Several proceedings have witnessed a variety of contraventions of provisions of the insolvency law by market players

IBBI
C K G NairM S Sahoo
5 min read Last Updated : Jan 13 2022 | 10:05 PM IST
The Insolvency and Bankruptcy Board of India (IBBI) issued a discussion paper in August 2021 proposing a code of conduct (code) for the committee of creditors (CoC) to ensure transparency in its functioning. This followed the observation of the Parliamentary Standing Committee of Finance in its 32nd Report in early August, “…there is an urgent need to have a professional code of conduct for the committee of creditors which will define and circumscribe their decisions”. There has been intense debate since then on who should issue and enforce the code. 

A sound regulatory design avoids any kind of regulatory overlap and gap.
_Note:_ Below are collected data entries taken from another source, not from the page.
PR #3877, opened 2026-06-30
feat(meshcore): node position-history movement trails on the map (#3852)

### LINKED ISSUE #3852: [FEAT] MeshCore node tracking history (7-day rolling window)
## Summary  
Add support in MeshMonitor to track MeshCore nodes on the map with a **7-day rolling movement history (trail)**.

## Feature request / vs #3788 

Currently, MeshMonitor only displays the **last known position** of a MeshCore node.

It would be useful to add:

- storage of GPS positions received via MeshCore adverts  
- retention of data for a **rolling 7-day window**  
- display of a **movement trail (polyline) on the map per node**  
- automatic update of the trail in real time  

## Expected behavior

- each node shows:
  - current position
  - movement history for the last 7 days
- older points are automatically removed after 7 days

## Value

This enables:
- tracking node movement over time
- analysis of mobility patterns
- improved situational awareness in MeshCore deployments

## Notes

- data comes from MeshCore GPS adverts
- no firmware changes required
- backend + MeshMonitor UI only

Yeraze:
## Summary

Closes #3852. Replicates the existing Meshtastic **Position History** feature for **MeshCore** nodes — a per-node movement trail (polyline) on the MeshCore map, with on/off toggle, a configurable display window, and a rolling-window retention store.

## What's included

**Storage**
- New source-scoped table `meshcore_position_history` (migration **110**, SQLite/PostgreSQL/MySQL) — one row per *distinct* GPS fix per node, indexed on `(sourceId, publicKey, timestamp)`.
- Recording is centralized in `MeshCoreRepository.upsertNode`, the single choke point both ingest paths pass through — contact adverts (`persistContact`) **and** the Cayenne-LPP telemetry poll. A point is recorded only when the fix actually moves (sub-epsilon jitter and Null Island are dropped), so stationary nodes don't accumulate noise.

**API**
- `GET /api/sources/:id/meshcore/nodes/:publicKey/position-history?since=<ms>` (gated `nodes:read`), returns points oldest-first.

**Retention**
- `meshcorePositionHistoryService` runs an hourly sweep on a **configurable** rolling window — `meshcore_position_history_retention_days` (default **7**, per the issue).

**Map UI (`MeshCoreMap`)**
- **Show Position History** toggle + **history length slider (1h–7d, default 24h)** — persisted per-browser, matching the existing MeshCore map toggles.
- Gradient (oldest→newest) trail polylines per positioned node.
- **Keep history (days)** retention input, wired to the shared `/api/settings` endpoint (like the packet-monitor max-age control).

## Testing

- New `meshcore.positionHistory.test.ts`: movement-dedup, Null Island rejection, `since` windowing, source isolation, retention + scoped deletion.
- Updated migration-count test (110) and the migrate-db table list.
- Full Vitest suite green; `tsc` adds no new errors; lint clean on changed files.

## Notes
- Data comes entirely from MeshCore GPS adverts + telemetry — no firmware changes.
- Source deletion leaves orphan rows that age out via retention, consistent with the other per-source MeshCore tables.

### DIFF
--- a/CLAUDE.md
+++ b/CLAUDE.md
@@ -98,7 +98,7 @@ For per-source permission tests, mock `getUserPermissionSetAsync(userId, sourceI
 ### Migration Registry
 Migrations use a centralized registry in `src/db/migrations.ts`. Each migration has functions for all three backends.
 
-**Current migration count:** 109 (latest: `109_clamp_future_traceroute_timestamps`).
+**Current migration count:** 110 (latest: `110_add_meshcore_position_history`).
 
 For the full "adding a migration" recipe see [Migration recipe](#migration-recipe) below.
 
--- a/src/cli/migrationTables.ts
+++ b/src/cli/migrationTables.ts
@@ -34,6 +34,7 @@ export const TABLE_ORDER = [
   'meshcore_messages',
   'meshcore_neighbor_info',
   'meshcore_packet_log',
+  'meshcore_position_history',
   'meshcore_heard_repeaters',
   // Auth tables (must come before channel_database — channel_database
   // FKs to users for createdBy and channel_database_permissions FKs to users
--- a/src/components/MeshCore/MeshCoreMap.tsx
+++ b/src/components/MeshCore/MeshCoreMap.tsx
@@ -373,10 +373,14 @@ export const MeshCoreMap: React.FC<MeshCoreMapProps> = ({ contacts, selectedPubl
             success: boolean;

Since CoCs are not regulated, there exists a regulatory gap. The CoC usually comprises financial creditors (FCs). Most FCs having relatively large voting powers are banks. The Reserve Bank of India (RBI) is the regulator for banking. Some argue that if the code is prescribed by the IBBI, this will subject banks to regulations of both the IBBI and RBI, creating regulatory overlap. Instead, if at all required, the code may be prescribed by the RBI. 

A code by the RBI does not address the regulatory gap. Firstly, because the RBI does not regulate the CoCs as such; it only regulates some of its members, namely banks. Further, there are several classes of FCs; the RBI does not regulate debenture holders, homebuyers, personal guarantors, as well as the operational creditors who may constitute the CoC at times. 

Does a code by the IBBI create regulatory overlap? No, because the role and conduct of either the CoC or its members under the insolvency law are not regulated at present. An entity being governed by several regulators for its different activities per se is not regulatory overlap. A bank may be regulated by the RBI for banking, by the Securities and Exchange Bank of India (Sebi) for its public issue, by the Competition Commission of India for fair trade practices and by the Financial Intelligence Unit for prevention of money laundering. The issue of regulation of entity versus activity is long settled. An initial public offering (IPO) by a firm, whether in the business of insurance, banking, or telecom, is regulated by Sebi; not by the regulator of the business concerned. It is not feasible to regulate different classes of FCs — banks, homebuyers, debenture holders — by different regulators and still leave out a larger number of FCs that are outside the regulatory purview. 
 
The issue of general versus sectoral regulation is also long settled. The general (non-sectoral) regulations — competition, securities and insolvency — provide the same dispensation for all businesses and all firms in an economy and thereby ensure optimum allocation of resources all the time. A separate dispensation for any firm or business, say insurance firm, for making an IPO distorts the choice of market players and, therefore, yields sub-optimal resource allocation. This explains why insolvency norms need to be uniform across the market. 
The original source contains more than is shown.